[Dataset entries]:
PR #1462, opened 2023-06-28
[chore] data_migrations: update to use injection via config

jevonyeoh:
## Description
This should make it easier to reuse services across the migration framework too.

Will also make it less annoying to add dependencies to existing services that might be used in these migration services.

Changed to traditional constructors so that it's easier to see what the dependencies are in each of the classes, instead of having them declared all over the place.

## Type of Change

## Checklist

### DIFF
--- a/featurebyte/migration/service/mixin.py
+++ b/featurebyte/migration/service/mixin.py
@@ -173,7 +173,6 @@ class DataWarehouseMigrationMixin(BaseMigrationServiceMixin, ABC):
         super().__init__(persistent=persistent)
         self.session_manager_service = session_manager_service
         self.feature_store_service = feature_store_service
-        self._allow_to_use_raw_query_filter = False
 
     @property
     def collection_name(self) -> str:
@@ -193,7 +192,7 @@ class DataWarehouseMigrationMixin(BaseMigrationServiceMixin, ABC):
 
     @contextmanager
     def allow_use_raw_query_filter(self) -> Iterator[None]:
-        return self.feature_store_service.allow_use_raw_query_filter()
+        yield self.feature_store_service.allow_use_raw_query_filter()
 
     async def get_session(self, feature_store: FeatureStoreModel) -> BaseSession:
         """
--- a/featurebyte/migration/service/mixin.py
+++ b/featurebyte/migration/service/mixin.py
@@ -148,10 +148,8 @@ class DataWarehouseMigrationMixin(BaseMigrationServiceMixin, ABC):
         # the feature store user ID instead of the arbitrary current user ID. This is required for these
         # services as we need to be able to retrieve the correct credentials from the persistent layer.
         # We can use an arbitrary user ID for other services as there's no dependency on user ID.
-        self.session_manager_service.user = feature_store_user
-        self.session_manager_service.session_validator_service.user = feature_store_user
         session = await self.session_manager_service.get_feature_store_session(
-            feature_store, get_credential=self.get_credential
+            feature_store, get_credential=self.get_credential, user_override=feature_store_user
         )
         return session
 
--- a/featurebyte/migration/service/mixin.py
+++ b/featurebyte/migration/service/mixin.py
@@ -14,7 +14,8 @@ from featurebyte.exception import CredentialsError
 from featurebyte.logging import get_logger
 from featurebyte.models.base import FeatureByteBaseDocumentModel, FeatureByteBaseModel
 from featurebyte.models.feature_store import FeatureStoreModel
-from featurebyte.persistent.base import Document, Persistent
+from featurebyte.models.persistent import Document
+from featurebyte.persistent.base import Persistent
 from featurebyte.schema.common.base import BaseDocumentServiceUpdateSchema
 from featurebyte.service.base_document import BaseDocumentService
 from featurebyte.service.feature_store import FeatureStoreService
--- a/featurebyte/migration/service/mixin.py
+++ b/featurebyte/migration/service/mixin.py
@@ -44,7 +44,7 @@ class BaseMigrationServiceMixin:
         """
 
     @abstractmethod
-    def _construct_list_query_filter(
+    def construct_list_query_filter(
         self,
         query_filter: Optional[dict[str, Any]] = None,
         use_raw_query_filter: bool = False,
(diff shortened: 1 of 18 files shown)


featurebyte/migration/service/mixin.py
```diff
@@ -183,19 +143,7 @@ async def get_session(self, feature_store: FeatureStoreModel) -> BaseSession:
         -------
         BaseSession
         """
-        credential_provider = MongoBackedCredentialProvider(persistent=self.persistent)
-        user = User(id=feature_store.user_id)
```
YS-L, line 187: I think it is important that the `user` here is the feature store's user since the session services below need to be specific to that user. See this PR: https://github.com/featurebyte/featurebyte/pull/681

If I recall correctly, the user id that gets passed when calling `run_migration()` is a dummy value.

@gee-senbong could you confirm?

tests/unit/migration/test_run.py
```diff
@@ -223,21 +233,22 @@ async def test_run_migration(migration_check_persistent, user, get_credential):
...
     mock_session_manager,
     migration_check_persistent,
-    user,
     test_dir,
+    user,
+    app_container,
 ):
     """Test data warehouse migration get_session method"""
     fixture_path = os.path.join(test_dir, "fixtures/request_payloads/feature_store.json")
-    feature_store_user_id = ObjectId()
```
YS-L, line 231: I think setting the feature store user id to a different value than `user.id` was the intention of this test.

featurebyte/migration/service/mixin.py
gee-senbong: YS is right. We need to use the feature store's `user_id` to construct the session. Otherwise, it will cause issue when connecting to the warehouse during migration.

tests/unit/migration/test_run.py
gee-senbong: Yes. That is the purpose of this test. I should add more comment on this test. 😅

featurebyte/migration/service/mixin.py
jevonyeoh: ah ok! let me fix this

jevonyeoh: just to double check - this is the entry point where the user id being passed in is the dummy one yea @gee-senbong / @YS-L 

https://github.com/featurebyte/featurebyte/blob/27032840d56d21add4e597b3b1569588316d46f5/docker/migration.py#L19-L21

YS-L: Yes, that's right. There is a similar entry point in the featurebyte-app as well.

jevonyeoh: hmm.. ok, i'm going to have to sit on this a bit more.

jevonyeoh: curious - why do we even pass in a user here into `run_migration` if it's going to be updated at at later point?

i see that we initialize a `SchemaMetadataService` with the arbitrary user id - i guess that's ok?
https://github.com/featurebyte/featurebyte/blob/27032840d56d21add4e597b3b1569588316d46f5/featurebyte/migration/run.py#L210-L215

jevonyeoh: i added some special handling for these services here! @YS-L / @gee-senbong

featurebyte/migration/service/mixin.py
```diff
@@ -183,19 +143,14 @@ async def get_session(self, feature_store: FeatureStoreModel) -> BaseSession:
...
-        )
-        session = await session_manager_service.get_feature_store_session(
+        feature_store_user = User(id=feature_store.user_id)
+        # A hack to update the user ID in the session manager service and session validator service to use
+        # the feature store user ID instead of the arbitrary current user ID. This is required for these
+        # services as we need to be able to retrieve the correct credentials from the persistent layer.
+        # We can use an arbitrary user ID for other services as there's no dependency on user ID.
+        self.session_manager_service.user = feature_store_user
+        self.session_manager_service.session_validator_service.user = feature_store_user
+        session = await self.session_manager_service.get_feature_store_session(
```
gee-senbong, line 153: @jevonyeoh Could we add a parameter in `self.session_manager_service.get_feature_store_session` to retrieve the credential based on provided `user_id`? If we override hte `user` here, not sure whether it will cause other issue if we run this on multiple threads.

@YS-L Once your PR (https://github.com/featurebyte/featurebyte/pull/1476) get merged, my understanding is that we don't need to migrate feature store metadata, right?

jevonyeoh: good idea - updated!

gee-senbong: Maybe we could remove the comment above.

tests/unit/migration/test_run.py
gee-senbong: 👍 For adding comment

tests/unit/routes/test_lazy_app_container.py
```diff
@@ -121,7 +121,7 @@ def test_construction__empty_app_config_has_two_instances(app_container_construc
         **app_container_constructor_params,
         app_container_config=app_container_config,
     )
-    assert len(app_container.instance_map) == 4
+    assert len(app_container.instance_map) == 5
```
gee-senbong, line 125: If i understood this correctly, this test `test_construction__empty_app_config_has_two_instances` is to check how many instances within the empty app, right?

gee-senbong (approved):
LGTM. Thanks for the update 👍

tests/unit/routes/test_lazy_app_container.py
jevonyeoh: yeap! this is updated because i added the `persistent` object as one of the default ones in the empty app!

gee-senbong: Ok. The `two_instances` in the test name seems a bit confusing to me.

jevonyeoh: ah i probably never updated the name. i'll be making another slight tweak to this shortly, so i'll update it in a follow-up.

featurebyte/migration/service/mixin.py
YS-L: While this solution works for now, I'm wondering if later similar issues will arise for other services as well. Adding user override all over the places seems not ideal. When that need arises, I think we have to revisit the way the services are instantiated within the migration services.

featurebyte/service/working_schema.py
```diff
@@ -54,54 +46,21 @@ class WorkingSchemaService(BaseService):
...
-        self.feature_manager_service = FeatureManagerService(
-            user=user,
-            persistent=persistent,
-            catalog_id=catalog_id,
-            tile_manager_service=self.tile_manager_service,
-        )
+        self.tile_scheduler_service = tile_scheduler_service
+        self.tile_manager_service = tile_manager_service
+        self.feature_manager_service = feature_manager_service
+        self.feature_service = feature_service
```
YS-L, line 63: All these services are now targeting a dummy user id. Just making a note here, will need to double check whether that will cause any issues when the services are used.

YS-L (approved):

PR #1463, opened 2023-06-30
feature: add generic function node

gee-senbong:
## Description

This PR implements generic function node (used by query graph) to support user-defined-function registered at the data warehouse.

## Type of Change

## Checklist


featurebyte/query_graph/node/function.py
```diff
@@ -0,0 +1,151 @@
...
+    CodeGenerationContext,
+    ExpressionStr,
+    StatementT,
+    ValueStr,
+    VariableNameGenerator,
+    VarNameExpressionInfo,
+)
+
+
+class FunctionParameterInput(BaseModel):
```
jevonyeoh, line 32: does it make sense to have something like 

```
class BaseFunctionParameter:
  dtype: DBVarType
  def get_column_args -> Optional[str]:
    return None
  def get_literal_value -> expressions.Expression:
    # get each implementation to override
    pass

class ValueFunctionParameter(BaseFunctionParameter)
  value: Any

class ColumnFunctionParameter(BaseFunctionParameter)
  column: str
  def get_column_args -> Optional[str]:
    return self.column
```

this way, we should be able to skip all the if-else checks on the `input_form` type

gee-senbong: Good point. If i understand this correctly, basically we will have different function parameter: column type & value type. Will update this accordingly.

featurebyte/query_graph/node/function.py
```diff
@@ -0,0 +1,227 @@
...
+        operation_structure: OperationStructure,
+        config: CodeGenerationConfig,
+        context: CodeGenerationContext,
+    ) -> Tuple[List[StatementT], VarNameExpressionInfo]:
+        function_parameters: List[Any] = []
+        node_input_index = 0
+        for func_param in self.parameters.function_parameters:
+            func_param_val, node_input_index = func_param.get_sdk_function_argument(
+                node_inputs, node_input_index
+            )
```
YS-L, line 222: I'm not sure if the `get_sdk_function_argument()` abstraction is necessary since `ValueFunctionParameterInput` basically ignores `node_inputs` and `node_input_index`.

Wondering if something simpler like this is easier to understand:

```python
if func_param.input_form == "value":
    func_param_val = ValueStr.create(func_param.value)
else:
    func_param_val = node_inputs[node_input_index]
    node_input_index += 1
```

gee-senbong: This is what i did initially and it is suggested by @jevonyeoh to abstract the logic here. @jevonyeoh

featurebyte/query_graph/node/function.py
```diff
@@ -0,0 +1,227 @@
...
+        -------
+        Tuple[RightHandSide, int]
+            Tuple of SDK function argument and the updated node input index.
+        """
+
+
+class ValueFunctionParameterInput(BaseFunctionParameterInput):
+    """ValueFunctionParameterInput class"""
+
+    value: Optional[Any]
```
YS-L, line 77: Would the type that we use for scalar parameters be appropriate here? https://github.com/featurebyte/featurebyte/blob/8377eb48f17d77f1f6cd5637b18074ec08a915bb/featurebyte/query_graph/node/scalar.py#L59

Seems better if we can avoid Any if not necessary.

gee-senbong: Will update this to use `ValueParameterType`

featurebyte/query_graph/node/function.py
```diff
@@ -0,0 +1,227 @@
...
+        self, node_inputs: List[VarNameExpressionInfo], node_input_index: int
+    ) -> Tuple[RightHandSide, int]:
+        # do not increment node_input_index as this is a value input, it should not increment the node_input_index
+        return ValueStr.create(self.value), node_input_index
+
+
+class ColumnFunctionParameterInput(BaseFunctionParameterInput):
+    """ColumnFunctionParameterInput class"""
+
+    column_name: Optional[str]
```
YS-L, line 95: Is the `column_name` optional because the input can be a temporary column that is not assigned into a view? If the input is a feature, will this refer to the feature name?

featurebyte/query_graph/node/function.py
```diff
@@ -0,0 +1,228 @@
...
+        self, node_inputs: List[VarNameExpressionInfo], node_input_index: int
+    ) -> Tuple[RightHandSide, int]:
+        # InfoDict is not expected here as it should be used only in (ConditionNode - AssignNode) structure
+        value = node_inputs[node_input_index]
+        assert not isinstance(value, InfoDict), "Unexpected InfoDict type"
+        # increment node_input_index as this is a column input, it should increment the node_input_index
+        return value, node_input_index + 1
+
+
+FunctionParameterInput = Annotated[
```
jevonyeoh, line 114: curious - is this type needed? could `function_parameters` be of the type `List[BaseFunctionParameterInput]` instead?

featurebyte/query_graph/node/function.py
jevonyeoh: i think it's easier to extend in the current form if we ever need to add more types of inputs since we can just add another implementation, and not have to worry about updating all the if-statements.

featurebyte/query_graph/node/function.py
gee-senbong: Yes, `column_name` because it can be a derived column if it is not assigned to a view. If the input is a feature, this will refer to the feature name.

featurebyte/query_graph/node/function.py
```diff
@@ -0,0 +1,228 @@
...
+from featurebyte.query_graph.node.scalar import ValueParameterType
+
+
+class BaseFunctionParameterInput(BaseModel):
+    """BaseFunctionParameterInput class"""
+
+    dtype: DBVarType
+
+    @abstractmethod
+    def get_column_args(self) -> List[Optional[str]]:
```
jevonyeoh, line 44: curious - when we would pass in `None` as a column arg?

featurebyte/query_graph/node/function.py
gee-senbong: The value of `column_name` is not used in SDK feature derivation. The main reason to keep this is to support `get_required_input_columns` method (https://github.com/featurebyte/featurebyte/blob/cc24823e663e72e1a9369785d33950c637ce57cd/featurebyte/query_graph/transform/reconstruction.py#L167-L172).

featurebyte/query_graph/node/function.py
gee-senbong: This is needed. Without this, the input parameter will be dropped after deserialization.

featurebyte/query_graph/node/function.py
gee-senbong: https://github.com/featurebyte/featurebyte/pull/1463#discussion_r1247488091

When we derivate a new column from existing column, the new column's name is `None`.

featurebyte/query_graph/node/function.py
jevonyeoh: got it, thanks!

featurebyte/query_graph/node/function.py
jevonyeoh: oh ok, just saw that!

featurebyte/query_graph/node/function.py
gee-senbong: For example, `BaseFunctionParameterInput` only contains `dtype`. Those additional attributes that are specific to value or column will be dropped after deserialization (since the expected type is `BaseFunctionParameterInput` and it does not contain these parameters).

featurebyte/query_graph/node/function.py
```diff
@@ -0,0 +1,228 @@
...
+            ]
+
+        return OperationStructure(
+            **node_kwargs,
+            output_type=NodeOutputType.SERIES,
+            output_category=input_category,
+            row_index_lineage=row_index_lineage,
+        )
+
+    def _derive_sdk_code(
```
YS-L, line 210: Will test be added to cover feature definition generation?

gee-senbong: Tests are added in `tests/unit/query_graph/test_function.py`.
```
    # check the code generated by the generic function node
    state = SDKCodeExtractor(graph=global_graph).extract(node=gfunc)
    assert state.code_generator.statements[-1] == ("output", 'my_func(col, 1, 2.0, "hello", True)')
```

YS-L (approved):

PR #1465, opened 2023-06-30
feature: add user defined function endpoints & tests

gee-senbong:
## Description

This PR introduces following user-defined-function endpoints:
* `POST /user_defined_function`
* `GET /user_defined_function`
* `GET /user_defined_function/<user_defined_function_id>`
* `PATCH /user_defined_function/<user_defined_function_id>`
* `DELETE /user_defined_function/<user_defined_function_id>`

## Type of Change

## Checklist


featurebyte/routes/user_defined_function/controller.py
```diff
@@ -0,0 +1,226 @@
...
+            # check if user defined function exists in warehouse
+            await self.feature_store_warehouse_service.check_user_defined_function_exists(
+                user_defined_function=user_defined_function,
+                feature_store=feature_store,
+                get_credential=get_credential,
+            )
+        except Exception as exc:
+            # if not exists, delete the user defined function
+            await self.service.delete_document(document_id=user_defined_function.id)
+            raise DocumentCreationError(f"User defined function not exists: {exc}") from exc
```
YS-L, line 91: If the function exists but `get_default_test_value()` raises ValueError because the parameter type is not supported, will it be raised through here? Would be a bit nicer if the error message can reflect that instead of always mentioning the function does not exist.

featurebyte/routes/user_defined_function/controller.py
```diff
@@ -0,0 +1,226 @@
...
+
+        func_param_mapping = OrderedDict()
+        for func_param in document.function_parameters:
+            func_param_mapping[func_param.name] = func_param
+
+        for func_param in data.function_parameters:
+            if func_param.name in func_param_mapping:
+                func_param_mapping[func_param.name] = func_param
+            else:
+                raise DocumentUpdateError(f"Function parameter not exists: {func_param.name}")
```
YS-L, line 141: Does this mean only the parameter types can be updated? Curious if there is a reason to be this strict because I imagine it would be useful if the function signature can be updated in case the function was registered incorrectly (and when it's not used by any features). Either that or don't support updating function signature at all makes more sense to me.

featurebyte/routes/user_defined_function/controller.py
```diff
@@ -0,0 +1,226 @@
...
+
+        function_parameters = list(func_param_mapping.values())
+        if function_parameters == document.function_parameters:
+            raise DocumentUpdateError("No changes found in function parameters")
+
+        updated_document = await self.service.update_document(
```
YS-L, line 147: Do we have to validate that the new parameters are actually valid for the function defined in the data warehouse?

featurebyte/routes/user_defined_function/controller.py
```diff
@@ -0,0 +1,226 @@
...
+
+        # check if function used in any saved feature
+        features = await self.feature_service.list_documents(
+            query_filter={"user_defined_function_ids": {"$in": [document_id]}},
+        )
+        if features["total"]:
+            feature_names = [doc["name"] for doc in features["data"]]
+            raise DocumentDeletionError(
+                f"User defined function used by saved feature(s): {feature_names}"
+            )
```
YS-L, line 178: This parts seems to be used more than once. Might be useful to refactor as a helper function.

featurebyte/routes/user_defined_function/controller.py
gee-senbong: The error message will be kept inside `{exc}`. Will update this part to drop `User defined function not exists: `.

featurebyte/routes/user_defined_function/controller.py
gee-senbong: I think you are right, will relax the check here.

featurebyte/routes/user_defined_function/controller.py
gee-senbong: Yes, we should validate it. Good catch.

YS-L (approved):
LGTM

PR #1470, opened 2023-07-04
feature: add user defined function SDK api object

gee-senbong:
## Description

This PR introduces user-defined-function SDK api object.

## Type of Change

## Checklist


featurebyte/api/user_defined_function.py
```diff
@@ -0,0 +1,319 @@
...
+        Associated feature store id of the user-defined function.
+
+        Returns
+        -------
+        PydanticObjectId
+        """
+        return self.cached_model.feature_store_id
+
+    @property
+    def function_name(self) -> str:
```
YS-L, line 154: Would it be clearer to name this `sql_function_name` to distinguish this from the user defined function's `name`?

featurebyte/api/user_defined_function_injector.py
```diff
@@ -0,0 +1,331 @@
...
+                name=None,
+                node_name=node.name,
+                feature_store=extracted_params.feature_store,
+                tabular_source=extracted_params.tabular_source,
+                dtype=udf.output_dtype,
+            )
+
+        # assign the dynamic method to the function accessor
+        assert udf.name is not None
+        setattr(func_accessor, udf.name, _method_wrapper)
```
YS-L, line 313: Is there already some validation that the udf name is a valid python identifier?

gee-senbong: Good catch. Current validation is only done the `function_name` but not `name`.

featurebyte/query_graph/node/function.py
```diff
@@ -223,6 +234,16 @@ def _derive_sdk_code(
...
+            node_name=self.name,
+        )
+        expression = get_object_class_from_function_call(
+            self.parameters.name,
+            *function_parameters,
+            module_path="featurebyte",
+            class_name="UDF",
+        )
+        statements: List[StatementT] = [(out_var_name, expression)]
+        return statements, out_var_name
```
gee-senbong, line 249: This is a temporary solution. We need to use an explicit method to construct UDF function
(https://featurebyte.atlassian.net/browse/DEV-1878).

Current approach will have issue if the following happens:
1. User create a global UDF and then create a feature using the global UDF.
2. User create a local UDF with the same name as the global one (the method in UDF accessor will be overridden by the local one).
3. User save the previously created feature (using global UDF). This will cause error as the feature definition execution will use the local UDF. The final generated graph will be different from the original graph.

featurebyte/api/user_defined_function_injector.py
```diff
@@ -0,0 +1,331 @@
...
+            check_type(
+                param.name, value=value, expected_type=get_param_type_annotations(param.dtype)
+            )
+
+            # prepare generic function parameter
+            func_param: FunctionParameterInput
+            if isinstance(value, (ViewColumn, Feature)):
+                if value.dtype != param.dtype:
+                    raise TypeError(
+                        f'Input ViewColumn or Feature "{value.name}" has dtype {value.dtype} '
```
YS-L, line 160: Will the `value.name` be empty if the column or feature is unnamed? In that case might be useful to mention the name of the violated argument in the error message.

featurebyte/api/user_defined_function.py
gee-senbong: Create a ticket to update this (https://featurebyte.atlassian.net/browse/DEV-1880) as it would be better to fix it at the model level too. Is it ok to you?

YS-L: Sure 👍

featurebyte/api/user_defined_function.py
```diff
@@ -0,0 +1,319 @@
...
+            udf = UserDefinedFunctionModel(**udf_dict)
+            assert udf.name is not None, "User-defined function name cannot be None."
+            if udf.name in name_to_udf_dict and udf.catalog_id is None:
+                # if udf is global but there is already a UDF with the same name (which must be local),
+                # skip the global UDF as it is overridden by the local one
+                continue
+            name_to_udf_dict[udf.name] = udf
+    except InvalidSettingsError:
+        # ignore invalid settings error due to fail to connect to the server
+        logger.info("Failed to synchronize user-defined functions.")
```
YS-L, line 76: Is it intentional that we don't raise an error that is visible to the user here?

YS-L (approved):
LGTM

featurebyte/api/user_defined_function.py
gee-senbong: Yes. This error will be thrown when we don't set the user profile at the beginning.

[WHAT THE TASK ASKS]:
Your answer should be one number: how many lines in the records above include "endpoints".

[WRITTEN ANSWER]:
2